▶ Task objective:
Only lines with the string "from" are wanted. Pull them out of the data.

◇ ◇ ◇ ◇ ◇

PR #654, opened 2022-02-03
solution "Dynamic list of goods"

IrynaZolko:
[DEMO LINK](https://IrynaZolko.github.io/react_dynamic-list-of-goods/)

### DIFF
--- a/src/App.tsx
+++ b/src/App.tsx
@@ -1,12 +1,61 @@
 import React from 'react';
+import 'bulma';
 import './App.scss';
 
-// import { getAll, get5First, getRed } from './api/goods';
-// or
-// import * as goodsAPI from './api/goods';
+import { getAll } from './api/goods';
+import { GoodsButtons } from './components/GoodsButtons';
 
-const App: React.FC = () => (
-  <h1>Dynamic list of Goods</h1>
-);
+type Props = {};
+type State = {
+  goods: Good[],
+  error: boolean,
+};
 
-export default App;
+export class App extends React.Component<Props, State> {
+  state: State = {
+    goods: [],
+    error: false,
+  };
+
+  async componentDidMount() {
+    try {
+      const goods = await getAll();
+
+      this.setState({
+        goods: [...goods],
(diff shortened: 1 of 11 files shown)


src/App.tsx
```diff
@@ -1,12 +1,61 @@
...
+    this.setState({
+      goods: [...goods],
+    });
+  };
+
+  render() {
+    const { goods, error } = this.state;
+
+    // eslint-disable-next-line no-console
+    console.log('goods', goods);
```
Olexandr6, line 46: Don't leave comments in the production code

src/App.tsx
```diff
@@ -1,12 +1,61 @@
...
+
+    if (error) {
+      return (
+        <div>error</div>
+      );
+    }
```
Olexandr6, line 52: Use conditional rendering instead

src/api/goods.ts
```diff
@@ -1,11 +1,31 @@
...
-  return fetch(API_URL)
-    .then(response => response.json());
+export async function getAll(): Promise<Good[]> {
+  try {
+    const response = await fetch(API_URL);
+
+    return await response.json();
+  } catch (error) {
+    // eslint-disable-next-line no-console
+    console.log('error', error);
```
Olexandr6, line 11: Don't leave comments

src/App.tsx
```diff
@@ -1,12 +1,61 @@
...
+        goods: [...goods],
+      });
+    } catch (e) {
+      this.setState({
+        error: true,
+      });
+    }
+  }
+
+  loadGoods = async (getGoods: () => Promise<Good[]>) => {
```
Olexandr6, line 34: 🔥

src/App.tsx
Olexandr6: Avoid multiple `return` statements in the `render()` method

Olexandr6 (changes requested):
Well done 👍  Check comments, some small things should be fixed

◇ ◇ ◇ ◇ ◇

▶ Exercise result:
 import React from 'react';
-// import { getAll, get5First, getRed } from './api/goods';
-// import * as goodsAPI from './api/goods';
+import { getAll } from './api/goods';
+import { GoodsButtons } from './components/GoodsButtons';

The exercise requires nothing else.